Exercise inputs Block Start
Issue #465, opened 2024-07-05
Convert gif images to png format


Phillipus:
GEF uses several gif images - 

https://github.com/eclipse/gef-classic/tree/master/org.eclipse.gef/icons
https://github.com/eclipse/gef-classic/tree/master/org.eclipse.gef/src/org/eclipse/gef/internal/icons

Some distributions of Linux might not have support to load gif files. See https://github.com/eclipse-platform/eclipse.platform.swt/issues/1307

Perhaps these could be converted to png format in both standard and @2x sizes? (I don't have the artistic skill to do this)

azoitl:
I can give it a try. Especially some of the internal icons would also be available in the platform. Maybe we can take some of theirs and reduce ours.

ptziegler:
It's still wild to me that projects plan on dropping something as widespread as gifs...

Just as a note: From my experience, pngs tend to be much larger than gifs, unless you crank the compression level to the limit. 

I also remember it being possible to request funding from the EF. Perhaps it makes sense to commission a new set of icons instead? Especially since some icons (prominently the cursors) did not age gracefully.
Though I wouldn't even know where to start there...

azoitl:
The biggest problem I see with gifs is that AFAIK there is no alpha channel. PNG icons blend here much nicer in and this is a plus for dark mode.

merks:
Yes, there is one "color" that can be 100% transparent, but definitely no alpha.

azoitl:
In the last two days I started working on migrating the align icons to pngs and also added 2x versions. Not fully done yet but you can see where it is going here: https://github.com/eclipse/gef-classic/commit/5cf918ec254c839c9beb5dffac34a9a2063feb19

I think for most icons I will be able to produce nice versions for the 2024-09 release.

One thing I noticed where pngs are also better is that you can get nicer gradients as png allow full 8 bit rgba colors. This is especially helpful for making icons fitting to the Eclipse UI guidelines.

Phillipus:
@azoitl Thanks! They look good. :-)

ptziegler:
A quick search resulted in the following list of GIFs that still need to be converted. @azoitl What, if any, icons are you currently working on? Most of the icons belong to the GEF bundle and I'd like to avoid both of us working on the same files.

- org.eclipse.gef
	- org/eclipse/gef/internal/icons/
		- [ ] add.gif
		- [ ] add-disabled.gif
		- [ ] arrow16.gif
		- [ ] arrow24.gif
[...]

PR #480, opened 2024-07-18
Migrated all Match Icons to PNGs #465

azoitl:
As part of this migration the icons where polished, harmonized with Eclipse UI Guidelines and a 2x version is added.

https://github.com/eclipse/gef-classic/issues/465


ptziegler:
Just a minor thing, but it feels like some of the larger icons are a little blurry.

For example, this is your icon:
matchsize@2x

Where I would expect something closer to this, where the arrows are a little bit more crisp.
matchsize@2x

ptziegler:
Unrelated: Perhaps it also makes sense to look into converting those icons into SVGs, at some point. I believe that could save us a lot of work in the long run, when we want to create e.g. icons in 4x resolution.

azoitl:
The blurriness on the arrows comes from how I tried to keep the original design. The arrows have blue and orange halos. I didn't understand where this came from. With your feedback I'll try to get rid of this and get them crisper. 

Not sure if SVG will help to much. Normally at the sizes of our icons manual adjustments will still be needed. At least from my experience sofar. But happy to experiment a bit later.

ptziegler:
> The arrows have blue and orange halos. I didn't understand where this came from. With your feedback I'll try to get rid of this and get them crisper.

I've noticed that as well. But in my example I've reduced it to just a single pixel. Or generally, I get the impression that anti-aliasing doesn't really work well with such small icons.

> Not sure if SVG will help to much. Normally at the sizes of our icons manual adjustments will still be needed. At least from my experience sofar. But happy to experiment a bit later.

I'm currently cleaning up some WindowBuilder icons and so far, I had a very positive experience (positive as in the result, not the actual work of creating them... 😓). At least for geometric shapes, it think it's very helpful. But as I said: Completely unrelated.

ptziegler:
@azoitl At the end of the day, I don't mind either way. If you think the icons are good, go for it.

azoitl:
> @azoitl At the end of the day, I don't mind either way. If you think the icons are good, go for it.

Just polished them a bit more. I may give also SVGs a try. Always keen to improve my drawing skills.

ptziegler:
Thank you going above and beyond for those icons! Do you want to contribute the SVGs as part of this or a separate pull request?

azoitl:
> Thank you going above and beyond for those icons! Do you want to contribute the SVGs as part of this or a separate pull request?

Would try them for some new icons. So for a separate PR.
Exercise inputs Block End
— Problem —
Please count, in the material above, the lines that hold the word "versions", and report only the total.

— Answer to this task —
2